Last full measure

On this day in 1863 the tide of the Civil War turned decisively in favor of the Union, with victories at Gettysburg and Vicksburg. While the victory at Vicksburg was a long time coming, the victory at Gettysburg was set on Day 2 of the battle, July 2, 1863. Among the heroes who saved the Union on July 2 were the 282 men of the First Minnesota Volunteers. Their story cannot be told often enough, and Mackubin Thomas Owens made it the centerpiece of his terrific 2003 “Reflections on Memorial Day.”

As John has previously observed here:

The pivot of American history turns on the second day at Gettysburg, and, while thousands of men fought gallantly on both sides that day, there were two points where the fate of the world, really, hung in the balance. The first was at Little Round Top, where Joshua Lawrence Chamberlain’s 20th Maine held off Confederate attacks throughout the day. The second came late in the afternoon, when the Confederates attacked the center of the Union line, which had been stripped almost bare as Union generals sent more and more troops to defend the southern part of the line. It was in the center that the First Minnesota made its famous suicide charge, attacking onrushing Confederates who outnumbered the Minnesotans fifteen to one in a desperate effort to gain time to reinforce the Union line. The regiment suffered a casualty rate exceeding 80 percent, but succeeded beyond General Hancock’s expectations, as they not only purchased with their lives the critical minutes needed to reinforce the Union line, but stopped the Confederate advance in its tracks. No unit of the United States Army has ever exceeded the First Minnesota for gallantry and courage.

As John noted, Chamberlain’s moment also came at Gettysburg on July 2. John summarized Chamberlain’s heroics and those of the Maine volunteers under his command:

An excellent scholar, Chamberlain was a professor at Bowdoin when the war broke out. Considered a little old for military service, he took a “sabbatical” from Bowdoin and enlisted. His most famous moment came, of course, at Gettysburg, where he and his Maine volunteers held Little Round Top against heavy odds. At the height of the battle, with Chamberlain wounded and his men running out of ammunition, Chamberlain–who had been ordered to hold the position, which anchored the Union line, at all costs–responded not by withdrawing but by ordering a bayonet charge that broke the Confederate attack. By the end of the war he was a Major General (brevet). Chamberlain was widely regarded as the toughest man in the Union Army. He was wounded six times, and left for dead on the battlefield at least once. Grant chose him to lead the Army of the Potomac in the Grand Review of the Union Armies in Washington at the close of the war. After the war, Chamberlain was elected Governor of Maine four times. His Civil War wounds finally killed him, but not until 1914.

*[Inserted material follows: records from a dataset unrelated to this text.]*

PR #16056, opened 2018-09-17
PLATFORM-3669: use proper hostname for sign-in/logout links

harnash:
Should fix sign-in and logout links to be on the same domain as the source wiki.

Ticket: https://wikia-inc.atlassian.net/browse/PLATFORM-3669

/cc: @Wikia/core-platform-team


includes/wikia/models/DesignSystemGlobalNavigationModel.class.php
```diff
@@ -95,11 +95,42 @@ public function getData() {
...
+			global $wgServer;
+			$cityUrl = $wgServer;
+		} else {
+			$cityUrl = WikiFactory::cityIDtoUrl( $cityUrl );
+			// Should probably check for HTTPS in some cases (for now all processed links should be HTTPS or relative
+		}
+
+		$urlHost = parse_url( $url, PHP_URL_HOST );
+		$cityUrlHost = parse_url( $cityUrl, PHP_URL_HOST );
+		print_r("u: $urlHost, c: $cityUrlHost\n");
```
rogatty: :see_no_evil:

includes/wikia/models/DesignSystemGlobalNavigationModel.class.php
```diff
@@ -95,11 +95,42 @@ public function getData() {
 		return $data;
 	}
 
-	private function getHref( $hrefKey, $protocolRelative = false ) {
+	private function fixHostForUrl( $url, $cityId = null ) {
```
rogatty: Let's use a meaningful name, like `updateUrlHostToWikiPrimaryDomain()`

includes/wikia/models/DesignSystemGlobalNavigationModel.class.php
harnash: uupps - too much sandbox debugging :(

includes/wikia/models/DesignSystemGlobalNavigationModel.class.php
```diff
@@ -95,11 +95,42 @@ public function getData() {
...
+
+		return $finalUrl;
+	}
+
+	private function getHref( $hrefKey, $protocolRelative = false, $fixHost = false ) {
 		$url = DesignSystemSharedLinks::getInstance()->getHref( $hrefKey, $this->lang );
 		if ( $protocolRelative ) {
 			$url = wfProtocolUrlToRelative( $url );
 		}
+		if ( $fixHost ) {
```
rogatty: `$useWikiPrimaryDomain`?

includes/wikia/models/DesignSystemGlobalNavigationModel.class.php
harnash: begone! 344a0a842f7

includes/wikia/models/DesignSystemGlobalNavigationModel.class.php
harnash: @rogatty `usePrimaryDomainInUrl` ?

includes/wikia/models/DesignSystemGlobalNavigationModel.class.php
harnash: fix in 96b4330925f

rogatty:
I'm not sure if I like this approach of parsing URLs and replacing the host. It would be cleaner if we explicitly used a method when defining the URLs in https://github.com/Wikia/app/blob/dev/includes/wikia/models/DesignSystemSharedLinks.class.php
Also, I think we're not doing the thing described in the ticket. Sign in link shouldn't point to `fandom-domain-wiki.fandom.com/signin` but to `www.fandom.com/signin`

harnash:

As word reached Washington that Vicksburg as well as Gettysburg had ended with a Union victory, many sensed that the Union efforts had reached a turning point. Lincoln spoke to the crowd that gathered outside the White House on the evening of July 7. (See the text of Lincoln’s July 7 remarks here; see Professor Donald Miller’s comments here). He warmed to a theme he would not develop fully until the following November. “How long ago is it?” he asked. “Eighty odd years, since on the Fourth of July for the first time in the history of the world a nation by its representatives, assembled and declared as a self-evident truth that ‘all men are created equal.'”

The war, he noted, was a “gigantic rebellion…precisely at the bottom of which [was] an effort to subvert that principle.” Now the rebels had suffered two staggering defeats on the anniversary of the Declaration of Independence. “Gentlemen,” he added, “this is a glorious theme, and a glorious occasion for a speech, but I am not prepared to make one worthy of the theme and worthy of the occasion.” Lincoln concluded:

Recent events bring up certain names, gallantly prominent, but I do not want to particularly name them at the expense of others, who are as justly entitled to our gratitude as they. I therefore do not upon this occasion name a single man. And now I have said about as much as I ought to say in this impromptu manner, and if you please, I’ll take the music.